Кстати, на вопрос «сколько мне (ему/ей) жить осталось» не отвечаю принципиально. Потому что точно знаю, что не знаю. Нередко в ответ на это говорю: «Лично я планирую дожить до 934-летнего возраста (при этих словах почти всегда на лице собеседника появляется улыбка). Но у Господа на меня свои планы. Лучше давайте поговорим об инструментах, существующих для лечения болезни, и о том, насколько часто такое лечение бывает эффективным».
У моих шуток есть важный принцип: они не должны унижать пациента, вызывать страх. Когда-то, в начале своего профессионального пути, я допустил ошибку — пошутил насчёт одной довольно болезненной процедуры, а пациентка приняла мою дурацкую шутку за чистую монету, поверила в те слова. Впоследствии мы пришли к взаимопониманию, но мне до сих пор стыдно за тот случай.
Конечно же, шутки не должны быть самоцелью, их не стоит притягивать за уши. Желательно, чтобы всё было естественно. Главное — иметь желание помочь и быть при этом откровенным. Если не можешь справиться с проблемой, надо это признать. И предложить ту помощь, на которую способен. Ну и решить те вопросы, которые решить возможно.
Наконец, ключевой момент. Жизнь заболевшего человека (в том числе больного онкологией) должна продолжаться — в полном смысле этого слова. В ней должно оставаться место для всего, в том числе и для шуток. Ведь если пациент и люди, которые его окружают, понимают, для чего вся эта тяжёлая работа, тогда есть и силы ею заниматься. И тогда есть шансы на успех этой работы.
Иногда этот успех называется выздоровлением. Иногда — полноценной жизнью до последнего дня, а это тоже немало. Мы просим на литургии «христианския кончины живота нашего, безболезненны, непостыдны, мирны» — стало быть, знаем, насколько ценна возможность спокойного завершения нашего земного пути.

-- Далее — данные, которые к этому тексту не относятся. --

PR #430, opened 2026-08-19
Keep a key's state update in the copy that survives a re-render

tommasobbianchi:
Fixes the frontend half of #152, using the diagnosis @atomskz posted in that thread.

И в этом завершении есть вещи, которые зависят непосредственно от нас — всех тех, кто окружает пациента. Ведь именно нам даны инструменты, чтобы помочь больному. И зона нашей ответственности — насколько качественно сможем этими инструментами воспользоваться, обеспечим ли возможность полноценного человеческого общения и любой другой помощи, которая в наших силах.
Недаром говорят: «Главное — желание». Нужно поставить себе цель — попробовать помочь. И если когда-то с тяжёлой болезнью столкнёмся мы, дай, Боже, и нам рядом людей с таким желанием.